Two-Stage Learning of Stabilizing Neural Controllers via Zubov Sampling and Iterative Domain Expansion

Learning-based neural network (NN) control policies have shown impressive empirical performance. However, obtaining stability guarantees and estimates of the region of attraction of these learned neural controllers is challenging due to the lack of stable and scalable training and verification algorithms. Although previous works in this area have achieved great success, much conservatism remains in their frameworks. In this work, we propose a novel two-stage training framework to jointly synthesize a controller and a Lyapunov function for continuous-time systems. By leveraging a Zubov-inspired region of attraction characterization to directly estimate stability boundaries, we propose a novel training-data sampling strategy and a domain-updating mechanism that significantly reduces the conservatism in training. Moreover, unlike existing works on continuous-time systems that rely on an SMT solver to formally verify the Lyapunov condition, we extend state-of-the-art neural network verifier $\alpha,\!\beta$-CROWN with the capability of performing automatic bound propagation through the Jacobian of dynamical systems and a novel verification scheme that avoids expensive bisection.

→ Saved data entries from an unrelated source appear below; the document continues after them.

PR #1212, opened 2022-09-27
Set a default value for `build-event` flag of `cli exec` command

sergiofenoll:
Otherwise `cli exec` does not do anything due to the default constraints applied to a pipeline (i.e., some kind of build event is expected).


6543:
@sergiofenoll can you commit changes of "make docs" ?

PR #1218, opened 2022-09-27
Make exec run be detected as WoodpeckerCI

6543:
and exclude docs/docs/40-cli.md from git as it will be generated by CI

e.g. checkout to https://github.com/adamdecaf/cidetails/pull/3 and exec `woodpecker-cli exec --build-event push --backend-engine docker` will fail atm


anbraten (approved):

6543:
if we build docs/docs/40-cli.md in pipeline anyway befor publishing, we might just exclude it from git?

6543:
ok will start with docs for now

6543:
1sec I need to update the when filter a bit

6543:
NOW it should be fine

PR #1219, opened 2022-09-27
Add option to ignore failures on steps

### LINKED ISSUE #834: Ignore failure in certain steps

For specific steps in our pipeline, we want to allow failure, eg overambitious linting or spellchecks, and still make the whole pipeline successful.
Alternatively we could probably isolate this check in a separate pipeline and have that fail. But for both cases I could not find a solution.

a similar feature in github actions:
https://docs.github.com/en/actions/using-workflows/workflow-syntax-for-github-actions#jobsjob_idstepscontinue-on-error

Looks like it is already supported to run a specific step on failure (or on failure and success), but I'd like my whole pipeline to show up as succesful if this particular step fails
https://github.com/woodpecker-ci/woodpecker/blob/master/pipeline/samples/sample_4/pipeline.yml#L20-L21

### Suggested solution

allow skipping the exitcode of a specific pipeline step:

add an option on-error/on-failure

```
 check precommit:
   image: xxx/venv-3.9
   on-error: ignore
   commands:
     - tox -e pre-commit
```
 looks like drone also has a failure:ignore option

### Alternative

_No response_

### Additional context

_No response_

### Validations

### LINKED ISSUE #1181: conditional step event failure aways triggered
### Component

server

### Describe the bug

conditional step event failure always triggered  even when there is no error

```yml
    when:
      status:
        - failure
```
is triggered even when no jobs fails

### System Info

```shell
{"source":"https://github.com/woodpecker-ci/woodpecker","version":"next-6433dfea"}
```

### Additional context

image

image

### Validations

sergiofenoll:
closes #1181
closes #834 

Adds `ignore_failure` to pipeline steps. When it's set to true, if the step fails the following steps continue to execute as if no failure had occurred.

---

failure enums idea:
* fail (default) = if other steps run in parallel, wait for them and then let workflow fail
* cancel = if other steps run in parallel, kill them
* ignore = we mark the step as failed but it wont have any impact


6543:
first impression looks good

lets let the ci run over itselve ;)
and then I'll have a look

6543:
with shell magic you normaly can ignore errors right now too ...
but plugins dont ... and this could be a simplification

In any case if we add it documentation is missing (https://github.com/woodpecker-ci/woodpecker/blob/master/docs/docs/20-usage/20-pipeline-syntax.md)

6543:
just exec `make format` and commit changes - we ensure proper code format via ci

sergiofenoll:
> with shell magic you normaly can ignore errors right now too ... 

You're right, but at work we wanted a simple equivalent to Drone's [`failure: ignore`](https://docs.drone.io/pipeline/docker/syntax/steps/#failure), so I wanted to have a try at implementing it :smile: 

If the addition is okay as-is I'll try to add the docs tomorrow morning (thanks for mentioning it!)

6543:
it does only add to pipeline config ... and dont move much code so why not

the only question would be: show error in UI and a ignored lable or not
not -> as is now
show in ui -> need bit more code (can be added later anyway)

pipeline/pipeline.go
```diff
@@ -100,7 +100,16 @@ func (r *Runtime) Run() error {
 			return ErrCancel
 		case err := <-r.execAll(stage.Steps):
 			if err != nil {
-				r.err = err
+				shouldIgnoreFailure := false
+				for _, step := range stage.Steps {
+					if step.IgnoreFailure {
+						shouldIgnoreFailure = true
```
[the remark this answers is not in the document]
anbraten: I think so as well. It has to be somewhere inside `execAll` only allowing the steps to pass which have `ignore_failure` set.

pipeline/frontend/yaml/container.go
```diff
@@ -42,6 +42,7 @@ type (
 		ExtraHosts    []string               `yaml:"extra_hosts,omitempty"`
 		Group         string                 `yaml:"group,omitempty"`
 		Image         string                 `yaml:"image,omitempty"`
+		IgnoreFailure bool                   `yaml:"ignore_failure,omitempty"`
```
anbraten, line 45: Or should we use `failure: ignore` like drone?

anbraten (commented):
We need to update the schema as well.

pipeline/pipeline.go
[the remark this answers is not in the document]
sergiofenoll: The distinction between `Stage` and `Step` is a little unclear to me. While working on this I used the following pipeline for testing purposes:

```yml
pipeline:
  lint:
    image: danlynn/ember-cli:3.24.0
    commands:
      - npm run lint:js
      - npm run lint:hbs
      - npm run test:ember
    ignore_failure: true
  dummy:
    image: debian
    commands:
      - echo "This is just a dummy step :)"
```

At first I expected that pipeline to be parsed as a single stage with two steps, but it actually turned into two stages, each with one step. That's why I added the code at the stage level in the end.

Do you have an example of when a stage has multiple steps?

pipeline/frontend/yaml/container.go
lafriks: depends if there could be other options beside ignore/fail?

pipeline/pipeline.go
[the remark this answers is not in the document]
sergiofenoll: If I pass `--log-level=debug` to the `cli`, this it says it's executing 2 stages:

```
^^/C/woodpecker >>> go run ./cmd/cli/ --log-level=debug exec ../test-woodpecker-project/.woodpecker.yml
2:18PM ??? cli/common/zerologger.go:18 > LogLevel = debug
2:18PM DBG pipeline/pipeline.go:73 > Executing 2 stages, in order of: CLI=exec
2:18PM DBG pipeline/pipeline.go:83 > stage CLI=exec Stage=woodpecker_stage_0 Steps=woodpecker_step_0
2:18PM DBG pipeline/pipeline.go:83 > stage CLI=exec Stage=woodpecker_stage_1 Steps=woodpecker_step_1
2:18PM DBG pipeline/pipeline.go:164 > Prepare CLI=exec Step=woodpecker_step_0
2:18PM DBG pipeline/pipeline.go:188 > Executing CLI=exec Step=woodpecker_step_0
[lint:L0:0s] + npm run lint:js
[lint:L1:0s] 
[lint:L2:0s] > test-woodpecker-project@0.0.0 lint:js /woodpecker/src
[lint:L3:0s] > eslint . --cache
[lint:L4:0s] 
[lint:L5:0s] + npm run lint:hbs
[lint:L6:1s] 
[lint:L7:1s] > test-woodpecker-project@0.0.0 lint:hbs /woodpecker/src
[lint:L8:1s] > ember-template-lint .
[lint:L9:1s] 
[lint:L10:1s] 
[lint:L11:1s] + npm run test:ember
[lint:L12:2s] 
[lint:L13:2s] > test-woodpecker-project@0.0.0 test:ember /woodpecker/src
[lint:L14:2s] > ember test
[lint:L15:2s] 
[lint:L16:5s] Building
[lint:L17:5s] Environment: test
[lint:L18:5s] building... 
[lint:L19:15s] cleaning up
[lint:L20:15s] cleaning up...
[lint:L21:15s] Built project successfully. Stored in "/tmp/tests-dist-2022828-64-8s85qv.klmto".
[lint:L22:18s] ok 1 Chrome 87.0 - [4 ms] - ember-qunit: Ember.onerror validation: Ember.onerror is functioning properly
[lint:L23:18s] 
[lint:L24:18s] 1..1
[lint:L25:18s] # tests 1
[lint:L26:18s] # pass  1
[lint:L27:18s] # skip  0
[lint:L28:18s] # todo  0
[lint:L29:18s] # fail  0
[lint:L30:18s] 
[lint:L31:18s] # ok
2:19PM ERR pipeline/pipeline.go:235 > process logging failed error="io: read/write on closed pipe" CLI=exec
2:19PM DBG pipeline/pipeline.go:194 > Complete CLI=exec Step=woodpecker_step_0
2:19PM DBG pipeline/pipeline.go:164 > Prepare CLI=exec Step=woodpecker_step_1
2:19PM DBG pipeline/pipeline.go:188 > Executing CLI=exec Step=woodpecker_step_1
[dummy:L0:0s] + echo "This is just a dummy step :)"
[dummy:L1:0s] This is just a dummy step :)
2:19PM ERR pipeline/pipeline.go:235 > process logging failed error="io: read/write on closed pipe" CLI=exec
2:19PM DBG pipeline/pipeline.go:194 > Complete CLI=exec Step=woodpecker_step_1
```

pipeline/frontend/yaml/container.go
6543: :point_up: 

you normaly have three options, fail hard (cancle running steps), fail (let already running steps be finished **we do this atm**), ignore

fail hard will only have an efect if failing step is in a group (parallel exec)

lafriks: Maybe we can have:

failure:
* fail (default)
* cancel
* ignore

sergiofenoll: The different ways to handle a failed step make sense to me, I'll have a go at implementing it :)

pipeline/pipeline.go
```diff
@@ -100,7 +100,16 @@ func (r *Runtime) Run() error {
 			return ErrCancel
 		case err := <-r.execAll(stage.Steps):
 			if err != nil {
-				r.err = err
+				shouldIgnoreFailure := false
+				for _, step := range stage.Steps {
+					if step.IgnoreFailure {
```
6543, line 105: this is the wrong place i would say

pipeline/pipeline.go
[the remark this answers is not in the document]
6543: > AFAIK a `Stage` is the whole pipeline, and a `Step` just one step (running in one container). You have 2 steps in your example, `lint` and `dummy` (and `clone` OFC).

we should rename it, to have one name schema ....!

pipeline/pipeline.go
6543: look at L141 (`execAll()`)

lafriks (approved):

PR #1223, opened 2022-09-29
Sort secret lists and events

### LINKED ISSUE #1176: Very very minor UI nitpick: Secret events are sorted by last change instead of static order
### Component

web-ui

### Describe the bug

image

In the picture, you can see that the labels are differently sorted, making it harder to compare in a highly complex setup (unlike mine). These should be sorted the same way as they are sorted in the settings menu. Maybe these could also get color-coded in the future.

### System Info

```shell
Using a relatively recent next version. So it's not relevant here.
```

### Additional context

_No response_

### Validations

6543:
close  #1176

### DIFF
--- a/server/model/const.go
+++ b/server/model/const.go
@@ -25,6 +25,12 @@ const (
 	EventManual WebhookEvent = "manual"
 )
 
+type WebhookEventList []WebhookEvent
+
+func (wel WebhookEventList) Len() int           { return len(wel) }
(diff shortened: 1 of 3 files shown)


anbraten:
That's just for sorting the secrets. Its not sorting the events array inside the json field.

6543:
sorting events array in backend is not trivial ... we either sort on each secret update/create in backend or do it in frontend

lafriks (approved):

PR #5178, opened 2025-05-14
fix(bitbucketdc): build status gets incorrectly reported on multi workflow builds

### LINKED ISSUE #5177: Statuses get incorrectly reported for multi workflow pipelines on BitBucket
### Component

server

### Describe the bug

When a pipeline with multiple workflows starts a correct status is sent at first BitBucket correctly displays that build is in progress. When the build finishes however, only one build is displayed as finished but the other one is still in progress marking the whole commit as in progress(this is internal BitBucket logic). 

Here is a pipeline that has two workflows:

Image

And here is the outcome on BitBucket:

Image

I asked @langecode if he can take a look and we realized that there is a problem in BitBucket forge implementation of `Status` function. It looks like that for each call of `Status` function we send a status of the whole pipeline when we should've sent a status of individual workflows. I.e. change status of https://github.com/woodpecker-ci/woodpecker/blob/main/server/forge/bitbucketdatacenter/bitbucketdatacenter.go#L314

To:
```go
State:       convertStatus(workflow.State)
```

### Steps to reproduce

1. Run woodpecker with BitBucket Datacenter forge
2. Create a pipeline that has multiple workflows
3. Let the pipeline finish on woodpecker
4. Observe the build statuses on the commit in BitBucket

### Expected behavior

_No response_

### System Info

```shell
Woodpecker version: v3.5.2
BitBucket Datacenter version: v8.18.1
```

### Additional context

_No response_

### Validations

rruzicic:
Fixes #5177


6543 (approved):

langecode:
Good finding - nice to see it fixed 👍

Issue #5195, opened 2025-05-23
Kubernetes backend leaks secrets to Kubernetes apiserver audit logs


hhamalai:
### Component

agent

### Describe the bug

Currently the defined repository / organization secrets are injected on frontend compile phase as environment variables, used by the backend. In case of Kubernetes backend, these environment variables are logged on Kubernetes apiserver audit logs, often monitored by cluster administrators or SOC experts who should not learn these secrets unnecessarily. 

### Steps to reproduce

1. Install woodpecker server & agent, with kubernetes backend
2. Define a workflow with a repository secret containing a specific secret value, with a step using the secret
3. Execute the workflow, ensure the step using the secret is executed
4. Check cluster environment logs, e.g. apiserver audit logs for the specific secret value

### Expected behavior

Secret values should not be leaked to infrastructure logs; kubernetes secrets could be used to provide steps with specific secrets. 

### System Info

```shell
{"source":"https://github.com/woodpecker-ci/woodpecker","version":"dev"}
```

### Validations

- [x] Read the [docs](https://woodpecker-ci.org/docs/intro).
- [x] Check that there isn't [already an issue](https://github.com/woodpecker-ci/woodpecker/issues) that reports the same bug to avoid creating a duplicate.
- [x] Checked that the bug isn't fixed in the `next` version already [https://woodpecker-ci.org/versions]

PR #5196, opened 2025-05-23
kubernetes: prevent secrets from leaking to api-server logs

hhamalai:
In order to prevent secrets from leaking to Kubernetes api server logs, create step secrets as Kubernetes secret resource when needed and refer to those secrets from environment variable with valueFrom & secretKeyRef.

As the woodpecker secrets might be used in different steps with different environment variable names, and as currently the secret injection happens on the frontend compile step, another object "secretMapping" is passed in the step structure, used to filter environment variables of the step for secrets.

The end result is that the environment variable containing the secret, previously looked like:
```
    - name: VERY_SECRET
      value: v3ry_s3cr3t
```   
becomes:
```
    - name: VERY_SECRET
      valueFrom:
        secretKeyRef:
          key: VERY_SECRET
          name: wp-01jvxvr94ww1c1nrxah01hkt9g-step-secret
```   
and there's a secret during the step execution:
```
apiVersion: v1
data:
  VERY_SECRET: v3ry_s3cr3t #as a base64 encoded value
kind: Secret
metadata:
  name: wp-01jvxvr94ww1c1nrxah01hkt9g-step-secret
  namespace: woodpecker
  ...
type: Opaque
```

Will not affect functionality of other backends (local, docker), though the secret mapping metadata is also passed there.

Fixes: #5195


pat-s:
Please avoid force pushes in the PR.

pat-s (approved):
LGTM

pat-s:
@woodpecker-ci/maintainers @hhamalai 

I had to revert this PR in Crow as it caused the following issues which I could pin down to this commit via bisecting:

- List strutcs as the `logins` struct in the buildx plugin cannot be parsed anymore and fail with `ERR execution failed error="could not unmarshal logins: invalid character 'D' looking for beginning of value"`
- Also buildx plugin: The `build_args` settings value is not parsed anymore when there is a map containing `from_secret` in there and instead ignored silently. 

I'd strongly advise to check these cases and adjust as necessary (I didn't had time for that yet and only reverted the PR) before including this in a new release.

xoxys:
As you merged this PR can you create a revert PR for WP as well?

PR #5199, opened 2025-05-24
fix: docker compose docs

shelldandy:
add proper port to the `WOODPECKER_SERVER` env variable in line with the rest of the docker config from the doc


shelldandy:
nvm i now understand you were talking about the other endpoint haha

PR #5207, opened 2025-05-27
Add direnv

6543:
https://direnv.net/

just some smal devx impruvement ...


6543:
if you have envdir enabled it will setup the dev enfironment (in this case via nix dev shell) on entering the folder (shell) automatically ... if you dont it just gets ignored ... so its an conviniense thing not a must have

6543:
it is shell / distro independent ...

https://direnv.net/#prerequisites

qwerty287:
I know, but you wrote `use flake` in the `.envrc`. And this is definitely _not_ shell independent.

pat-s (changes requested):
I've been using `direnv` for a long time already and I am quite confused about this PR.

1. `.envrc` should always be in `.gitignore` as it will contain sensitive secrets which are loaded from it
2. Yes, there should (only) be env vars in `.envrc` AFAIK the tool

Maybe `direnv` can do even more but I am sure non-nix users will encounter issues if such statements are in there. Note that adding this will add a message prompt for any direnv user to `direnv allow` this directory after it has found an `.envrc` file. This will then likely fail or init something not all users want.

In general: There should be a general policy on how to proceed with all of the nix-specific PRs in the future. Adding general dev tool config files isn't a problem per se, but they should either be static or update themselves through renovate (if needed).

6543:
->  #5235

PR #5227, opened 2025-05-31
Add pipeline author and avatar env vars

qwerty287:
https://github.com/woodpecker-ci/woodpecker/pull/4626#discussion_r2116850787


pat-s (commented):
What use case does the avatar have?

While it's surely not harming, it extends the list and makes it bigger without a real use case (?).

anbraten (approved):

qwerty287:
Can we get a decision here? I don't care tbh. @6543 what do you say? You originally suggested this.

xoxys (approved):

xoxys:
Also not sure about the use case but its just an env var and it doesnt increase the code complexity so why not.

pipeline/frontend/metadata/types.go
```diff
@@ -55,6 +55,8 @@ type (
 		Commit     Commit `json:"commit,omitempty"`
 		Parent     int64  `json:"parent,omitempty"`
 		Cron       string `json:"cron,omitempty"`
+		Author     string `json:"author,omitempty"`
```
anbraten, line 58: This change needs a grpc version bump.

anbraten (commented):
I saw it being used by notification plugins in drone to show the author and their avatar

pipeline/frontend/metadata/types.go
qwerty287: Really? Do we pass this data to the agent? I think just the final env vars are passed

pat-s (approved):

pipeline/frontend/metadata/types.go
qwerty287: Checked again, seems to be not used by RPC.

xoxys (approved):

nmapx:
Have you noticed it overrides the commit author? I don't know if that's how it supposed to work, looks weird.
If you trigger the pipeline manually on a commit that you did not pushed it's gonna say that "prev commit author" is the person that actually pushed the commit woodpecker is actually processing.

PR #5251, opened 2025-06-12
Fix doc links in agent settings

mmatous:
Hi, this small PR will fix broken links in https://woodpecker.example.com/admin/agents submenus.

### DIFF
--- a/web/src/components/agent/AgentForm.vue
+++ b/web/src/components/agent/AgentForm.vue
@@ -41,7 +41,7 @@
       <InputField
         v-slot="{ id }"
         :label="$t('admin.settings.agents.capacity.capacity')"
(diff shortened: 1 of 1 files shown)


qwerty287:
Thanks! The anchor is still wrong. The link is https://woodpecker-ci.org/docs/administration/configuration/agent#max_workflows (with just `max_workflows` as anchor)

anbraten:
Are we going to use the latest links instead of next ones in general?

mmatous:
Anchor fixed. The links led to /next bc the originals were that way, but @anbraten is correct. Every link in the UI leads to latest, so I modified these accordingly.

anbraten (approved):

Issue #3070, opened 2023-12-29
Kubernetes: smart(er) agent affinity


pat-s:
## Scenario

- Mixed arm/amd k8s cluster
- One agent for arm, one agent for amd

When starting a build with 4 concurrent workflows, two go to the arm agent and two to the amd agent (assuming an empty queue).

The issue now is that within the cluster there are way more free resources on nodes of a specific architecture. This result in

- two builds getting scheduled on nodes which start instantly
- The other two builds cause the autoscaler to do work and spin up new nodes of the architecture, which is low on resources

In fact, though, all resource requests would have been satisfiable with existing resources of *one* node architecture in the cluster. The issue is that by having multi-arch agents in WP, 50% of the scheduling logic is taken away from the cluster and hence causing unnecessary resources to be provisioned.

## Options

I wonder how this can be done smarter. I see the following options:

- Give the scheduling entirely to the cluster when using the k8s backend and don't do a prior agent assignment (not sure if this would even be possible)
- Somehow infer free resources on the cluster nodes of the respective agent and do a standalone scheduling (e.g. in the case above this would mean 3/1 or 4/0 in favor of one architecture).
- Honor predefined matrix variables/labels which indicate an architecture preference but don't limit the job to this one (e.g. sometimes `buildx` is used to build an amd64 only image -> it doesn't make much sense to let this be build by an arm node)

NB: I am aware that I could use a `nodeSelector` for manual arch assignment, however I would actually prefer to not do this as the resource availability changes dynamically. And I would like to be able to sent jobs to whatever architecture (if feasible and space exists). 

### Validations

- [X] Checked that the feature isn't part of the `next` version already [https://woodpecker-ci.org/faq#which-version-of-woodpecker-should-i-use]
- [X] Read the [Contributing Guidelines](https://github.com/woodpecker-ci/woodpecker/blob/main/CONTRIBUTING.md).
- [X] Read the [docs](https://woodpecker-ci.org/docs/intro).
- [X] Check that there isn't already an [issue](https://github.com/woodpecker-ci/woodpecker/issues) that request the same feature to avoid creating a duplicate.

PR #5266, opened 2025-06-20
Add Agent-level Tolerations setting

scottshotgg:
This PR adds the ability to specify tolerations at the agent level similar to annotations, labels, node selector, etc. I know this ability is available from within a pipeline but as an administrator I should be able to set this at a global level as well as prevent any pipeline from overriding this.
In similar vein to how annotations are done, I have introduced two new env variables and updated the documentation to match:
- `WOODPECKER_BACKEND_K8S_POD_TOLERATIONS`
- `WOODPECKER_BACKEND_K8S_POD_TOLERATIONS_ALLOW_FROM_STEP`

I initially started this feature because I have a "runner" node in my k8s cluster specifically for jobs like this (crons, ci/cd, etc) so that the core compute on the worker nodes isn't effected by random variadic scaling patterns. I felt that the ability to define these tolerations and node selectors at the individual step level was really nice and could come in handy, but the inability to define them at a global level was _necessary_; I needed a simple way to say that every pipeline should be scheduled to a particular node, which `WOODPECKER_BACKEND_K8S_POD_NODE_SELECTOR` was good for - however it is a bit underwhelming because you are then left with a pod that has been told to schedule onto a node for which it has no toleration for the nodes taint unless you include this in _every_ pipeline, _every_ step, etc.

I think this could be a useful feature that others could benefit from. Overall I found it simple to implement - thanks for the easy code to work in, and thanks for Woodpecker!


qwerty287:
Hello and sorry that it took a long for us to answer.
This looks good with my very limited k8s knowledge, but you added the docs also for the old versions. Only the files in `docs/docs` should get changed.

scottshotgg:
Ahh okay, so don't change the `versioned` docs - that makes sense. I'll fix that up

pat-s:
With proper rules applied, this might be a solution to https://github.com/woodpecker-ci/woodpecker/issues/3070.

scottshotgg:
@pat-s 
I didn't thoroughly read through your issue, but if your goal is to have a builder for arm based images hosted on an arm node, and a corollary one on amd - it could definitely be a solution for that.

If you need/want an example or two I can try to help you out.

scottshotgg:
@qwerty287 
I've restored the `docs/versioned_docs` folder back to main. I would really like to merge this in soon if that's possible. Right now I am running this branch but would like to run the official image, etc

qwerty287:
This looks good to me, but could you add the backend options parameter to the schema? https://github.com/woodpecker-ci/woodpecker/blob/main/pipeline/frontend/yaml/linter/schema/schema.json

And I'd like to have a review from someone else, I don't have much knowledge of k8s. @woodpecker-ci/maintainers

scottshotgg:
@qwerty287 
Done!

pat-s:
> I didn't thoroughly read through your issue, but if your goal is to have a builder for arm based images hosted on an arm node, and a corollary one on amd - it could definitely be a solution for that.

No, that's not the scope of the linked issue at all.

docs/docs/30-administration/10-configuration/11-backends/20-kubernetes.md
```diff
@@ -371,6 +371,24 @@ Determines if Pod annotations can be defined from a step's backend options.
...
+### BACKEND_K8S_POD_TOLERATIONS
+
+- Name: `WOODPECKER_BACKEND_K8S_POD_TOLERATIONS`
+- Default: none
+
+Additional tolerations to apply to worker Pods. Must be a YAML object, e.g. `[{"effect":"NoSchedule","key":"jobs","operator":"Exists"}]`.
+
+---
+
+### BACKEND_K8S_POD_TOLERATIONS_ALLOW_FROM_STEP
```
pat-s, line 392: I'd name this `BACKEND_K8S_POD_TOLERATIONS_ALLOW_OVERRIDE_FROM_STEP`

docs/docs/30-administration/10-configuration/11-backends/20-kubernetes.md
```diff
@@ -371,6 +371,24 @@ Determines if Pod annotations can be defined from a step's backend options.
...
+
+- Name: `WOODPECKER_BACKEND_K8S_POD_TOLERATIONS_ALLOW_FROM_STEP`
+- Default: `false`
```
pat-s: I think this should always be `true`. When `false`, the this would be a breaking change as `tolerations` set in the `backend_options` would not have any effect anymore.
While I am OK with adding a hard admin-override one for this (if you need it for some use case), I really don't think the default should be that user-level don't take precedence.

docs/docs/30-administration/10-configuration/11-backends/20-kubernetes.md
qwerty287: It's the same naming for other options: https://woodpecker-ci.org/docs/administration/configuration/backends/kubernetes#backend_k8s_pod_labels_allow_from_step

docs/docs/30-administration/10-configuration/11-backends/20-kubernetes.md
scottshotgg: Ok I can do that. If you have tests for the annotations that you could point me to and I can replicate for tolerations that would be great.

scottshotgg: Done

scottshotgg:
@pat-s 
Do you have any tests that you could point me to? I'd preferably like to replicate the tests for annotations since this feature is 99% the same as that one with the exception of the default value

qwerty287:
I guess this test is the one you're looking for:

https://github.com/woodpecker-ci/woodpecker/blob/5de2d26b8de3b61ee3933e7c64f3582d65afb572/pipeline/backend/kubernetes/pod_test.go#L198

xoxys (approved):
LGTM after tests were added.

qwerty287:
@scottshotgg do you plan to add the tests?

pipeline/backend/kubernetes/flags.go
```diff
@@ -73,12 +73,24 @@ var Flags = []cli.Flag{
...
 		Sources: cli.EnvVars("WOODPECKER_BACKEND_K8S_POD_ANNOTATIONS_ALLOW_FROM_STEP"),
 		Name:    "backend-k8s-pod-annotations-allow-from-step",
 		Usage:   "whether to allow using annotations from step's backend options",
 		Value:   false,
 	},
+	&cli.BoolFlag{
+		Sources: cli.EnvVars("WOODPECKER_BACKEND_K8S_POD_TOLERATIONS_ALLOW_FROM_STEP"),
+		Name:    "backend-k8s-pod-tolerations-allow-from-step",
+		Usage:   "whether to allow using tolerations from step's backend options",
+		Value:   true,
```
6543, line 92: it this has security implcations it should default to false ...

qwerty287: No: https://github.com/woodpecker-ci/woodpecker/pull/5266#discussion_r2183041989

scottshotgg:
I will try to work on the tests at some point

marcusramberg:
I'm interested in getting this merged.  Here's a patch to add tests for tolerations (as well as fixing a failing existing test) 

https://gist.github.com/marcusramberg/c18a22a191efba8810151c1d2d7fbb34

scottshotgg:
Thank you @marcusramberg for implementing those tests - I've been pretty busy as of late.

@xoxys @qwerty287
Are we g2g now?

xoxys:
@scottshotgg @marcusramberg Tests failed, can you take a look?

PR #5275, opened 2025-06-27
Use pipeline number in title

qwerty287:


xoxys:
Whats the motivation?

qwerty287:
The ID is the database id. It is not the number that is counted per repo, it is counted globally. We never show the id anywhere else.

Example here:

xoxys:
Thanks 👍

xoxys (approved):

6543:
-> updated pull description with clarification :) - thx for the fix

PR #5305, opened 2025-07-05
Prevent secrets from leaking to Kubernetes API Server logs

hhamalai:
The previous attempt was lacking proper handling for secrets used in complex types, which lead to issues as mentioned by @pat-s with e.g. [woodpeckerci/plugin-docker-buildx](https://hub.docker.com/r/woodpeckerci/plugin-docker-buildx)  plugin but also applied to any use case having anything but the secret value alone in environment variable's value. 

With the [fix](f15cef5b7ed18a892bb776dcce741ab2013659aa), instead of just the referenced secret, the whole environment variable value is stored in the SecretMapping struct carried to agent, which (in case of kubernetes backend) can setup the pod with secretFrom references to step secret.

original commit: 41a456c7614e287565996523b6b73b68d39bf078
original pr: https://github.com/woodpecker-ci/woodpecker/pull/5196#issuecomment-3031175946

I've also tested that the buildx plugin is now running with `logins` and `build_args` settings, with a usage example from: https://woodpecker-ci.org/plugins/docker-buildx:
```
+ /usr/local/bin/dockerd --data-root /var/lib/docker --host=unix:///var/run/docker.sock --dns 10.244.0.102
Logging in with username 'harrmi' to registry 'https://index.docker.io/v1/'Detected registry credentials
+ /usr/local/bin/docker version
Client:
...
 OS/Arch:           linux/arm64
...
+ /usr/local/bin/docker buildx create --name builder --use --config /tmp/buildkit.toml
builder
...
+ /usr/local/bin/docker buildx build --rm=true -f Dockerfile . --pull=true --build-arg ARCH=Linux_ARM64 --build-arg VER=1000 --build-arg DOCKER_IMAGE_CREATED=2025-07-05T11:40:34Z --build-arg SOURCE_DATE_EPOCH=1751714283 --output type=oci,dest=hhamalai-hello.tar -t codeberg.org/hhamalai/hello:latest --label org.opencontainers.image.created=2025-07-05T11:40:33Z 
...
```

### DIFF
--- a/docs/pnpm-lock.yaml
+++ b/docs/pnpm-lock.yaml
@@ -10,19 +10,19 @@ importers:
     dependencies:
       '@docusaurus/core':
         specifier: ^3.8.1
-        version: 3.8.1(@docusaurus/faster@3.8.1(@docusaurus/types@3.8.1(@swc/core@1.12.9)(acorn@8.15.0)(react-dom@19.1.0(react@19.1.0))(react@19.1.0)))(@mdx-js/react@3.1.0(@types/react@19.1.8)(react@19.1.0))(@rspack/core@1.4.4)(@swc/core@1.12.9)(acorn@8.15.0)(debug@4.4.1)(react-dom@19.1.0(react@19.1.0))(react@19.1.0)(typescript@5.8.3)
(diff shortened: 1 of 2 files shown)


xoxys (approved):
Thanks for your work and the provided fix. LGTM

To demonstrate the effectiveness of our approach, we conduct numerical experiments by synthesizing and verifying controllers on several challenging nonlinear systems across multiple dimensions. We show that our training can yield region of attractions with volume $5 - 1.5\cdot 10^{5}$ times larger compared to the baselines, and our verification on continuous systems can be up to $40-10{,}000$ times faster compared to the traditional SMT solver dReal. Our code is available atthis https URL.